Lozano Andrés, Nava Enrique, García Méndez María Dolores, Moreno-Torres Ignacio
Department of Communication Engineering, University of Málaga, Málaga, Spain.
Department of Spanish Philology, University of Málaga, Málaga, Spain.
PLoS One. 2024 Dec 31;19(12):e0315452. doi: 10.1371/journal.pone.0315452. eCollection 2024.
Nasalance is a valuable clinical biomarker for hypernasality. It is computed as the ratio of acoustic energy emitted through the nose to the total energy emitted through the mouth and nose (eNasalance). A new approach is proposed to compute nasalance using Convolutional Neural Networks (CNNs) trained with Mel-Frequency Cepstrum Coefficients (mfccNasalance). mfccNasalance is evaluated by examining its accuracy: 1) when the train and test data are from the same or from different dialects; 2) with test data that differs in dynamicity (e.g. rapidly produced diadochokinetic syllables versus short words); and 3) using multiple CNN configurations (i.e. kernel shape and use of 1 × 1 pointwise convolution). Dual-channel Nasometer speech data from healthy speakers from different dialects: Costa Rica, more(+) nasal, Spain and Chile, less(-) nasal, are recorded. The input to the CNN models were sequences of 39 MFCC vectors computed from 250 ms moving windows. The test data were recorded in Spain and included short words (-dynamic), sentences (+dynamic), and diadochokinetic syllables (+dynamic). The accuracy of a CNN model was defined as the Spearman correlation between the mfccNasalance for that model and the perceptual nasality scores of human experts. In the same-dialect condition, mfccNasalance was more accurate than eNasalance independently of the CNN configuration; using a 1 × 1 kernel resulted in increased accuracy for +dynamic utterances (p < .000), though not for -dynamic utterances. The kernel shape had a significant impact for -dynamic utterances (p < .000) exclusively. In the different-dialect condition, the scores were significantly less accurate than in the same-dialect condition, particularly for Costa Rica trained models. We conclude that mfccNasalance is a flexible and useful alternative to eNasalance. Future studies should explore how to optimize mfccNasalance by selecting the most adequate CNN model as a function of the dynamicity of the target speech data.

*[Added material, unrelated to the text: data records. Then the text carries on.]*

PR #916, opened 2023-09-14
Implement first integration test: ingest small ldes

WLefever-Cegeka:
Notes:

- Integration test to ingest en fetch 1016 members
- In theory we don't need to convert evenstream to a model to post it later as a string, but I think in this case it was valuable to check first that it's a valid Jena Model. If it takes up too much resources, we can eliminate that step


Tomvbe (approved):
Good job Wouter!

鼻声度是评估鼻音过重的一项重要临床生物标志物。它通过计算经鼻腔发出的声能与经口腔和鼻腔发出的总声能之比得出(即电子鼻声度)。本文提出了一种新方法,利用基于梅尔频率倒谱系数训练的卷积神经网络(CNN)来计算鼻声度(mfcc鼻声度)。通过以下方式评估mfcc鼻声度的准确性:1)训练数据和测试数据来自相同方言或不同方言时;2)测试数据在动态性方面有所不同时(例如快速发出的重复音节与简短词汇);3)使用多种CNN配置时(即内核形状和1×1逐点卷积的使用)。记录了来自不同方言地区健康受试者的双通道鼻声计语音数据:来自鼻化程度较高的哥斯达黎加、鼻化程度较低的西班牙和智利。CNN模型的输入是从250毫秒移动窗口计算得出的39个MFCC向量序列。测试数据在西班牙录制,包括简短词汇(动态性低)、句子(动态性高)和重复音节(动态性高)。CNN模型的准确性定义为该模型的mfcc鼻声度与人类专家的感知鼻音评分之间的斯皮尔曼相关性。在相同方言条件下,无论CNN配置如何,mfcc鼻声度都比电子鼻声度更准确;使用1×1内核可提高动态性高的语音的准确性(p < .000),但对动态性低的语音无效。内核形状仅对动态性低的语音有显著影响(p < .000)。在不同方言条件下,得分的准确性明显低于相同方言条件,尤其是对于在哥斯达黎加训练的模型。我们得出结论,mfcc鼻声度是电子鼻声度的一种灵活且有用的替代方法。未来的研究应探索如何根据目标语音数据的动态性选择最合适的CNN模型,以优化mfcc鼻声度。